◆ Exercise ◆
The lines from the start of the listing through the line containing "I would like" should be printed exactly, and no other lines should be printed.

◆ Information provided ◆
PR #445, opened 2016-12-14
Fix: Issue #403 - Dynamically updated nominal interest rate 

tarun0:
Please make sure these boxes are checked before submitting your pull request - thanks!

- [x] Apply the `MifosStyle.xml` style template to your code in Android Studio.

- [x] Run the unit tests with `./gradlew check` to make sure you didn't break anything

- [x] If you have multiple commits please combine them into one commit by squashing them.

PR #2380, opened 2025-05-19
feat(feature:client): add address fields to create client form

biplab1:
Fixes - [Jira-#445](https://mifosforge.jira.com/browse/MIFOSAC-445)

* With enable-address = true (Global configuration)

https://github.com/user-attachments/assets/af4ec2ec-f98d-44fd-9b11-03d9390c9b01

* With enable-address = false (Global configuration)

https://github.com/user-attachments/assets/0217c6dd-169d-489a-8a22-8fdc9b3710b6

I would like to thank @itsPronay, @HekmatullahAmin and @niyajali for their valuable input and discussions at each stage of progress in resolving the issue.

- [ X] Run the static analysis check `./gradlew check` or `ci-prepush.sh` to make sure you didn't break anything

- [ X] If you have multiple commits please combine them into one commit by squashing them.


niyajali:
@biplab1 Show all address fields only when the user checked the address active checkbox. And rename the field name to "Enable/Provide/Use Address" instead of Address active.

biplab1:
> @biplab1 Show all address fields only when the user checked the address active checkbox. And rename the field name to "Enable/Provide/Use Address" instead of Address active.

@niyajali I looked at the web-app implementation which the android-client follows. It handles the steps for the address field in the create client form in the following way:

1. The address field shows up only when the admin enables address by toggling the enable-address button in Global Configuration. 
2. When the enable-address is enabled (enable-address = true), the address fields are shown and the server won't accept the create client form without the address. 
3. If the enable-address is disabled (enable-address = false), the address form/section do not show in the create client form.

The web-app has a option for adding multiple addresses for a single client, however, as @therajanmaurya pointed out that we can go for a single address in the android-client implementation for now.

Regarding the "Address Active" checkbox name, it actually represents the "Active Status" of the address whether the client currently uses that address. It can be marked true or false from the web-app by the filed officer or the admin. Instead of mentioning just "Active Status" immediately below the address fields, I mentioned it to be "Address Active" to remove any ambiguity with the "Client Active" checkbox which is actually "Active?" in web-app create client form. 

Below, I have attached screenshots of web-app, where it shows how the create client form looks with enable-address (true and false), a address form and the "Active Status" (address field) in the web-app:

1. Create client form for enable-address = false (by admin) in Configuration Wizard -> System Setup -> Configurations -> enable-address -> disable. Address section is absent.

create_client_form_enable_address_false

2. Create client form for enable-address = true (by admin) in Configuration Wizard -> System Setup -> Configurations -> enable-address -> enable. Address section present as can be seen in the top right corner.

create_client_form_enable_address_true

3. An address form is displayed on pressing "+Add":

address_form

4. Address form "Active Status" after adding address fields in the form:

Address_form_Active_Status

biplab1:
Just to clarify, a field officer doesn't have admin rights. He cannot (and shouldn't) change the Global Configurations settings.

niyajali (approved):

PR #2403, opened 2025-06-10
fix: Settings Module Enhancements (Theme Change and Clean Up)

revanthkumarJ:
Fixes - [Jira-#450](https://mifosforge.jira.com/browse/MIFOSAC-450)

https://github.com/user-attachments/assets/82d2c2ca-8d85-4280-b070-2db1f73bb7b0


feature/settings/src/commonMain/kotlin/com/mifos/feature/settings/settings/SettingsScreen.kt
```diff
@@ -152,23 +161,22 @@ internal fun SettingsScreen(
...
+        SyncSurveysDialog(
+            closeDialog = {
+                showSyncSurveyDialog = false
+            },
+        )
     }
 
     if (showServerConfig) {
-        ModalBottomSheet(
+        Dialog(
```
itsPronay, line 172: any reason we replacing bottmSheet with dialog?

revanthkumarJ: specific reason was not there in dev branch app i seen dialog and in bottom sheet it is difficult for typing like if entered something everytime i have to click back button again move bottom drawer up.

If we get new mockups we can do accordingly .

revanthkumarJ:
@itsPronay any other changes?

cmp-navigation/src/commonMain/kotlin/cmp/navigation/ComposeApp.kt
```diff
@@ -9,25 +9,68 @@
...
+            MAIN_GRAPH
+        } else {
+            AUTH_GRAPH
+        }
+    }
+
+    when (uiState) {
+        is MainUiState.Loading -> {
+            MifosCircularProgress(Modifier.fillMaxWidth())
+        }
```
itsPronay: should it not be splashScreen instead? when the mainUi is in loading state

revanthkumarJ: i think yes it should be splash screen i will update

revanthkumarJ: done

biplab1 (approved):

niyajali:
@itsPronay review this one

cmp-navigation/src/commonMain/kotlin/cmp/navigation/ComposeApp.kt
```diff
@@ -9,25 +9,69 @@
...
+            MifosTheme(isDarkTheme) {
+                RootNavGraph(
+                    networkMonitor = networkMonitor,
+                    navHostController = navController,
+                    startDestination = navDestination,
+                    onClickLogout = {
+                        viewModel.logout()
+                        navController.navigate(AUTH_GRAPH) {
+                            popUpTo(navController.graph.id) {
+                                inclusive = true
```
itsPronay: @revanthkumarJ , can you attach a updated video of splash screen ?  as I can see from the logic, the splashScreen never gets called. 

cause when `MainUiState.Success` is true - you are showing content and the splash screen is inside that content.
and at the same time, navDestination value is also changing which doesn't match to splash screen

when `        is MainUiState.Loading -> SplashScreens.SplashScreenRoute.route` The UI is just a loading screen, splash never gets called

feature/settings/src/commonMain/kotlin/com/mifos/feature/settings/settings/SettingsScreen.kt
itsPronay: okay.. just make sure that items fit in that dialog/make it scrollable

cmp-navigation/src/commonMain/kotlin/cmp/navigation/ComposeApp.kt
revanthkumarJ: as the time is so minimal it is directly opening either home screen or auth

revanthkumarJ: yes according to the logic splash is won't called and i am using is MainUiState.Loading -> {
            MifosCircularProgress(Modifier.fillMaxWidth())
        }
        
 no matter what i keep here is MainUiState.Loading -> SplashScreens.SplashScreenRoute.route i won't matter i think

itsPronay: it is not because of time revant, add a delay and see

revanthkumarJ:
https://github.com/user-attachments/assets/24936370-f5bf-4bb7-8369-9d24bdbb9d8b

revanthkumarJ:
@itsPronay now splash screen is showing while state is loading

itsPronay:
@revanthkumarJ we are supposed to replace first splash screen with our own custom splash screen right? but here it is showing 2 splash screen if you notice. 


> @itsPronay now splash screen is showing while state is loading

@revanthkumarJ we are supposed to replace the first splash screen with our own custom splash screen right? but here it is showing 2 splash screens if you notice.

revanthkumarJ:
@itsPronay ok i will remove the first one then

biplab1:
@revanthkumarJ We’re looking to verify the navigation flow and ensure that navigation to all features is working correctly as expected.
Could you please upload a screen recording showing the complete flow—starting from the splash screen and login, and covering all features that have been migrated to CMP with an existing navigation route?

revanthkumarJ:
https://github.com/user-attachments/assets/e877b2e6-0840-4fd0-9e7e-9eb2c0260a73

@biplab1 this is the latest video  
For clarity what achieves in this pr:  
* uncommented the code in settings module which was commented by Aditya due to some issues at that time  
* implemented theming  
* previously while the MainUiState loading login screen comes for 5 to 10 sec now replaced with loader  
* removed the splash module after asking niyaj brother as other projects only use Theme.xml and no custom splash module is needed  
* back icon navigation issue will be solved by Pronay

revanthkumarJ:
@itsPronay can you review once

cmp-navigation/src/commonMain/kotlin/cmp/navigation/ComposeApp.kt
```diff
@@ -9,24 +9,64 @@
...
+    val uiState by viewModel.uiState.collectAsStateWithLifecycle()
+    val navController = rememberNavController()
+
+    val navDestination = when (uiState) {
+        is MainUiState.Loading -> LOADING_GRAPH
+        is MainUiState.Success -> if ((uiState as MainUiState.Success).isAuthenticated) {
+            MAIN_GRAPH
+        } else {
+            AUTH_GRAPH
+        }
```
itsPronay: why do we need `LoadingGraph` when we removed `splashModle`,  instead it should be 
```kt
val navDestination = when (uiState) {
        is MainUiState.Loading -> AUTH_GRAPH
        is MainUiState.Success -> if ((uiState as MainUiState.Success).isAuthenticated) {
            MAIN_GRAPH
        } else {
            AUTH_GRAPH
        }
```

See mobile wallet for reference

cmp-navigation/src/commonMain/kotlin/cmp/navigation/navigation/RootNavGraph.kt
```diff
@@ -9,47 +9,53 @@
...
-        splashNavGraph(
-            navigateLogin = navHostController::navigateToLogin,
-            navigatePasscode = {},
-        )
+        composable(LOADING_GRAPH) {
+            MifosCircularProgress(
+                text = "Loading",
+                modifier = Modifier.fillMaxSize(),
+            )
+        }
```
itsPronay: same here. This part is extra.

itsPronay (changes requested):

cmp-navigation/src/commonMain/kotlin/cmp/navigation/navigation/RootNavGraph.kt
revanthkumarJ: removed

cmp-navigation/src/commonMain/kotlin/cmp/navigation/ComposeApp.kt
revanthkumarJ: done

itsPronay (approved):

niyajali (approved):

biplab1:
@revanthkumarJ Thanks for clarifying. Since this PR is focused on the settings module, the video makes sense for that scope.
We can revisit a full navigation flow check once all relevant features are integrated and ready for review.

◆ Worked solution ◆
PR #445, opened 2016-12-14
Fix: Issue #403 - Dynamically updated nominal interest rate 

tarun0:
Please make sure these boxes are checked before submitting your pull request - thanks!

- [x] Apply the `MifosStyle.xml` style template to your code in Android Studio.

- [x] Run the unit tests with `./gradlew check` to make sure you didn't break anything

- [x] If you have multiple commits please combine them into one commit by squashing them.

PR #2380, opened 2025-05-19
feat(feature:client): add address fields to create client form

biplab1:
Fixes - [Jira-#445](https://mifosforge.jira.com/browse/MIFOSAC-445)

* With enable-address = true (Global configuration)

https://github.com/user-attachments/assets/af4ec2ec-f98d-44fd-9b11-03d9390c9b01

* With enable-address = false (Global configuration)

https://github.com/user-attachments/assets/0217c6dd-169d-489a-8a22-8fdc9b3710b6

I would like to thank @itsPronay, @HekmatullahAmin and @niyajali for their valuable input and discussions at each stage of progress in resolving the issue.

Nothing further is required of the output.